** Listed entries **
PR #2534, opened 2024-11-24
Ports telepathy quirk from Nova

ReturnToZender:
## About The Pull Request
Ports https://github.com/NovaSector/NovaSector/pull/603

Quote from the PR:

** Problem requirements **
Take the lines from the one containing "## About The Pull Request" to the last line of the material above and write them out exactly.

** Response to the exercise **
## About The Pull Request
Ports https://github.com/NovaSector/NovaSector/pull/603

Quote from the PR:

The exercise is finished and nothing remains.